Las oscuras primaveras contiene una historia de espontáneo e incontrolable deseo concebida desde su guión como un relato melodramático con visos dolorosos y fatalistas para sus personajes principales. Los cuatro tienen la oportunidad de dejar atrás una vida insatisfactoria para correr en busca de nuevas primaveras, pero cualquier intento de escape está aderezado por una falsa ilusión a la que le sucede una cruel vuelca de tuerca. El sufrimiento parece deambular a 300 metros sobre la cabeza de los protagonistas como un yunque en caída libre, dándole a todo un dejo moralino, similar a lo que sucedía en los thrillers de Hollywood de los finales de los ochenta y principios de los noventa, como Fatal Attraction (1987), Final Analysis (1992) o Basic Instinct (1992), en los que no podía cerrar la película sin que supiéramos que el pecador recibiría su castigo de alguna u otra manera.

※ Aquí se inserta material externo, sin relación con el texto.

PR #2341, opened 2026-01-11
fix dune-project version

Alizter:


Alizter:
Looks like this will have to wait until we update dune to 3.21 so that we can get rid of the coq compat shims.

Issue #2313, opened 2025-09-17
Name conflict between theories/* and test/* in HoTT namespace


jdchristensen:
`From HoTT Require Import Group.` gives an error in recent Rocq versions because both HoTT and HoTT.Tests contain a file Group.v.  We should separate these namespaces.

jdchristensen:
This is fixed by #2342 , so closing it.

Issue #2285, opened 2025-06-06
Renaming HoTT.Tests and maybe HoTT.Contrib


jdchristensen:
Currently we often use the same path names in the `test` folder as in the `theories` folder, which means that `From HoTT Require Import Foo.Bar.` is ambiguous.  As long as `Foo.Bar` is the full name, Coq prefers to get this from `HoTT` (i.e. `theories`) than from `HoTT.Tests` (i.e. `test`), but this is not clear to the reader.

So maybe it would be a good idea to rename `HoTT.Tests` to something like `HoTT_Tests`?

(We could consider something similar for `contrib`, but I don't think we have conflicts there.)

See #2283 for related discussion.

jdchristensen:
Here are some examples:
```
test/Algebra/Groups/Group.v   theories/Algebra/Groups/Group.v
test/Pointed/Core.v           theories/Pointed/Core.v
test/WildCat/Opposite.v       theories/WildCat/Opposite.v
```

jdchristensen:
This is fixed by #2342 .

PR #2342, opened 2026-01-11
chore: HoTT.Tests -> HoTT_Tests, HoTT.Contrib -> HoTT_Contrib

Alizter:
This fixes issues #2313 and #2285 by avoiding ambiguous module paths like HoTT.Contrib.X which could conflict with HoTT.X.

### DIFF
--- a/Makefile.coq.local
+++ b/Makefile.coq.local
@@ -57,7 +57,7 @@ CORE_DPDFILES=$(patsubst theories.%,file-dep-graphs/HoTT.%,$(subst /,.,$(CORE_VF
 # The list of files from contrib
 CONTRIB_VOFILES=$(CONTRIB_VFILES:.v=.$(VO))
 CONTRIB_GLOBFILES=$(CONTRIB_VFILES:.v=.glob)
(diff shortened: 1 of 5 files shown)


jdchristensen (commented):
This definitely makes sense for HoTT.tests, since we use the same paths there.  I'm not sure about HoTT.Contrib, but it's fine with me to change that.

BTW, I've always found it odd that the folder is called `test` but the module is called `Tests`. Should we rename the folder to `tests`?  (There's also the issue of the leading capital in the names Tests and Contrib; should the folders be capitalized as well?)

Alizter:
I don't mind the name change if that's what you think is better. I personally prefer shorter names since it means less typing. I can take a better look during the weekend.

Alizter:
Since we install the theory Contrib, its not a good idea to have such a generic name. We could fix this by making it a private theory, i.e. one that is not installed. To make a theory private, we just have to remove the `(package)` field of the `rocq.theory` stanza.

jdchristensen:
If you rebase, I still think this is good to merge.

PR #2344, opened 2026-01-14
Homological Algebra: Diagram chasing in practice

ThomatoTomato:
This PR continues the work of #2336, #2335, #2334, and #2333, and is joint work with @jdchristensen.

We are finally able to start reaping the fruits of our labor. In this PR we prove many lemmas using the diagram chasing tactic developed so far. In EpiStable.v we prove some cancellation properties of monics and epics in epi-stable categories. HomologicalAlgebra.v contains a lot of diagram lemmas one can prove in ab-enriched epi-stable categories, among these we find the familiar 4-lemmas and 3⨉3-lemmas.

This PR does not contain any diagram lemmas that would require us to create a map, as we don't have a tactic to achieve this. Therefore no kernel-cokernel sequence or snake lemma is present.

### DIFF
--- a/theories/WildCat/EpiStable.v
+++ b/theories/WildCat/EpiStable.v
@@ -302,10 +302,8 @@ Section EpiStableLemmas.
     rhs_V' napply lx'.
     napply cat_postwhisker.
     apply (ismonic (g $o f)).
-
     lhs' napply cat_assoc.
     rhs' napply cat_assoc.
-
     lhs' napply (g $@L lx).
     rhs' napply (g $@L lx').
     exact p.
--- a/theories/WildCat/HomologicalAlgebra.v
+++ b/theories/WildCat/HomologicalAlgebra.v
@@ -53,8 +53,7 @@ Section FourLemma.
       rewrite ld.
       rewrite cat_assoc_opp.
       rewrite complex_cde'.
-      apply precomp_zero.
-    }
+      apply precomp_zero. }
 
     (* The element [c] is not necessarily the correct lift of [c'].  We correct this by lifting the element [c' - h $o c] using exactness of the bottom row. This yields an element [b' : elt _ B']. *)
     elt_lift_exact bc' cd' (c' - h $o c) b' lb' using clear sq3 lc ld d.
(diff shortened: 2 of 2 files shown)


Alizter:
I plan to take a look at this next weekend.

jdchristensen:
> You should add HomologicalAlgebra.v to Wildcat.v, after EpiStable.v.

I meant to tag @ThomatoTomato

theories/WildCat/EpiStable.v
```diff
@@ -273,3 +272,55 @@ Ltac rewrite_with_assoc h :=
...
+    apply monic_via_elt; intros P y y' p.
+
+    elt_lift_epic f y x lx; elt_lift_epic f y' x' lx'.
+
+    lhs_V' napply lx.
+    rhs_V' napply lx'.
+    napply cat_postwhisker.
+    apply (ismonic (g $o f)).
+
+    lhs' napply cat_assoc.
```
Alizter, line 305: @jdchristensen I should have been more clear, sorry. I meant these kinds of blank lines. If you think it helps reading the proof then I am fine with leaving it.

theories/WildCat/HomologicalAlgebra.v
```diff
@@ -0,0 +1,840 @@
...
+    (* We lift [b'] to [b : elt _ B]. *)
+    elt_lift_epic g b' b lb.
+
+    (* Since [h] is monic, it follows that [b] is a lift of [c]. *)
+    assert (p' : bc $o b $== c).
+    { apply (ismonic h).
+      rewrite_with_assoc sq2.
+      rewrite lb.
+      exact lb'.
+    }
```
jdchristensen: @ThomatoTomato Can you move the `}` to the end of the previous line (preceded by a single space character)?  And do the same other places it happens?  (`baby_dragon_aux_left` is an example where it is done how I like it.)

theories/WildCat/EpiStable.v
jdchristensen: I agree that the last two empty lines in this proof should be removed.  @ThomatoTomato, can you do that?  I do like the first two blank lines here and in many of the proofs in HomologicalAlgebra.v.  Because we are doing forward reasoning, there aren't as many bullet points or other things to structure the proofs, so I think it helps to break them up into logical pieces visually.

Issue #111, opened 2015-08-17
Add EAN8 or EAN13 barcode generation in case none is available


daN4cat:
I have already this feature working in my old fork that I could add to master:
 in case the field is empty and the user selects the checkbox and option Generate barcode, a EAN8 barcode is generated using item_id.
The barcode label can then be used to mark products and it's unique for the system since item_id is progressive.

If no objections I would proceed in implementing this feature.

jekkos:
If I'm not mistaken then there should already be something in place to handle this situation. In 2.3.2 you can select a preferred method for barcode generation in the config screen (item_id or upc number). If you select upc and there's no value, then code will fall back to the item_id and generate the barcode using code39 or code128

Are there any other advantages in using EAN-8? Would be nice to have it implemented in a similar way as the other generators now, depending on the amount of work involved.

jekkos:
Maybe the item_id used for barcode generation should be filled in in the upc field as well then? Any suggestions are welcome.

daN4cat:
OK, I missed something there. 
For sure the generated barcode should go in the upc field because if you are sync'ing items with an external system you may want to use that field.
But let me play a bit more with what's implemented already and come back.

daN4cat:
I now remember why EAN8. In my wife's shop they use a Casio label printer which natively supports printing EAN8 and EAN13 barcodes. I used EAN8 because it's shorter but I see a point in having that barcode support.

daN4cat:
You can assign this issue to me if you are fine.

daN4cat:
An example of Label printer with native EAN8 & EAN13 support: https://www.casio.co.uk/products/label-products/Product/KL-7400/

daN4cat:
I quickly checked the current barcode generation classes and they come from a github that has only js code now. I wonder where those php files were coming from.
It will take some time to reuse the same class hierarchy to generate EAN codes because of the maps and etc.

daN4cat:
I could find from the github the EAN13 js code, not EAN8.
I think I will proceed with EAN13 and discard EAN8. In the end EAN13 is supported by Casio label printer.

daN4cat:
OK, I implemented the EAN8 and EAN13  barcode generators using the same base class and structure as for Code39 and Code128. The selection is done from the same config page.

I have still to sort out an issue about setting the correct pix per bar or centre the barcode in the image, either will do.

However what I really need at the end of this is to set a code in the UPC field based on the item_id, if empty.

[...]

PR #148, opened 2015-09-15
Add EAN8 and EAN13 barcode support and fill in empty item_number

daN4cat:
As discussed in #111 here the implementation of the feature adding EAN8 and EAN13 barcode generation support.

Together with that there is a refactoring of the barcode library and classes.

As agreed in case of Code39/Code128 the empty item_number is left.

Also there are small adjustments here and there in terms of code indentation and spacing to make things a bit more readable.

There is in Items view a checkbox to allow selection of empty UPC entries to speed up generation of EAN barcodes.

Contreras no logra acercarse al aliento dramático y la calidez de su Párpados azules, donde la precariedad de recursos y la solidez del guión lo condujeron a afincar su oficio en el trabajo actoral y de cámara, para sumergirnos profundo en un tema planteado con claridad y llevado a buen puerto con galanura. Donde antes dominó la sutileza, esta vez se intentó imponer la tosquedad. El director no había terminado de afianzar aquel estilo que tan bien se ajustó a sus preocupaciones, cuando parece que quiso rebelarse contra él, repitiendo temas con formas casi opuestas. Quizás el gran acierto discursivo, que permite vincular a Las oscuras primaveras con Párpados azules es la metáfora de la máquina. Igor trabajará por y para un producto: la fotocopiadora, instrumento creado para la reproducción de una misma imagen una y otra vez. El facsímil es lo que se espera del trabajador. Igor odia su trabajo y esta condición degradante. Le fastidia tener que trabajar tanto para ahorrar dinero con una persona por la que ya no siente deseo. Necesita romper con la rutina sin sentir culpa. No es, pues, que Las oscuras primaveras carezca de noción poética o de intenciones reales de explorar la animalidad de sus personajes y sus consecuencias, tampoco de talento en la fotografía, la música o incluso en la actuación. Es evidente el talento de Ernesto Contreras; pero en este filme faltó cohesión, ritmo, armonía en el tono y que todos los elementos corrieran unidos en la misma dirección.